After importation of the original MS data into the Markerlynx XS (Waters Corporation, Milford, MA, USA), the peak detection and alignment were performed. The data were all subsequently normalized to the total ion intensity of each chromatogram, and the data matrices obtained were introduced into the EZinfo 2.0 software (Waters Corporation, Milford, MA, USA) for principal component analysis (PCA) and OPLS-DA. The metabolite peaks were assigned based on an MSE analysis or were inferred using available biochemical databases such as the HMDB (http://www.hmdb.ca/), ChemSpider (http://www.chemspider.com/) and KEGG (http://www.kegg.com/). Potential markers were identified from the constructed S plots after the OPLS-DA, and the markers were selected based on their involvement in the variation and correlation of the dataset.

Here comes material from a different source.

PR #650, opened 2020-05-21
Vogue load bioinfo all

hassanfa:
This PR adds bioinfo load all option to `cg upload vogue`

**How to prepare for test**:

The generated sequences were first filtered, and then the reads that contained numerous interspersed Ns in their sequences or comparatively short reads (<17 bp) were not included in subsequent evaluations. The sequence reads remaining following the filtering quality control were subsequently analysed using the CLC Genomics Workbench 4. After map**, the unique gene reads for all of the 17,108 annotated chicken genes in the database from the six libraries were combined and analysed using the DESeq R package52. The DEGs between the susceptible and resistant groups were identified at combined cut-offs with P < 0.05 and a fold-change >2. Functional annotations for the DEGs and the statistical analysis of the significantly represented functional categories were performed using DAVID53,54,55. Significance was set at a fold-enrichment >2, P < 0.05, and a false discovery rate (FDR) <20% for the pathway analysis.

Other statistical analyses were carried out using the statistical package for the social science (SPSS) 17.0 (SPSS Inc., Chicago, IL. USA). Differences between groups were tested using the t-test for independent samples. Significant differences were defined as P < 0.05 and the data were presented as the means ± standard deviation (SD).